Another case shows that Judge Jackson can apply her methodology to reach a result that goes against the plain meaning of a statute. That case is Make the Road New York v. McAleenan. It involved a question over the meaning of a statutory provision to commit a decision about when illegal immigrants are subject to expedited removal to Homeland Security’s “sole and unreviewable discretion.”
 
But Judge Jackson concluded she could still review the agency’s decision because this language didn’t mean the decision was “committed to agency discretion by law.”
 
By reaching that strange conclusion, she gave herself the power to oversee Homeland Security’s decisions about expedited removal.
 
I think there’s been bipartisan frustration with how little nominees say and how candid they are in hearings. But Judge Jackson wasn’t ready to answer a number of questions other nominees were willing to answer.
 
One senator asked Judge Jackson about the judicial philosophy for three sitting justices. She said she wasn’t familiar and hadn’t had time to research the issue. This is a question asked in almost every interview for interns and law clerks around the country.

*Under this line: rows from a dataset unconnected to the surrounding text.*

PR #4981, opened 2022-04-21
[cypress] login cookie renamed, cy.login() polishing

ScriptingShrimp:
In some recent change, kilai auth cookie was renamed. This PR is fixing `cy.login()` function with new kaili cookie name. There is also more isolation in smoke test itself.

Tested on stage, please test locally.


israel-hdez (approved):
I tried and It worked fine with OpenShift authentication. I got two greens from the `kiali_cookie` tests.
I hope I tried correctly.

ScriptingShrimp:
Thanks @israel-hdez for review. Github actions also looks fixed, so please feel free to merge.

We don’t expect a nominee to say that they will agree with a specific justice 100% of the time.
 
But it’s not asking too much that a nominee be able to explain the justices’ approaches to the law and where they might differ.
 
Judge Jackson also said she didn’t watch and wasn’t familiar with the Kavanaugh confirmation. That’s pretty surprising for a sitting federal judge who worked in the same courthouse as then-Judge Kavanaugh.
 
As a member of the committee, it’s hard to satisfy everyone. I’ve had calls to my office complaining about Senator Durbin saying good things about me. 
 
Or they argue that I didn’t say enough about how Democrats treated Kavanaugh and Barrett. And then I have Democrats who are saying I was too mean to the nominee.
 
Throughout this process, I’ve focused on thoroughly and fairly assessing Judge Jackson’s record. I think I’ve done that.
 
We need confidence that judges will interpret the laws as they are written. Judge Jackson’s re-interpretation of laws I’ve helped write does not give me that confidence.
 
Unfortunately, that means I can’t support her nomination.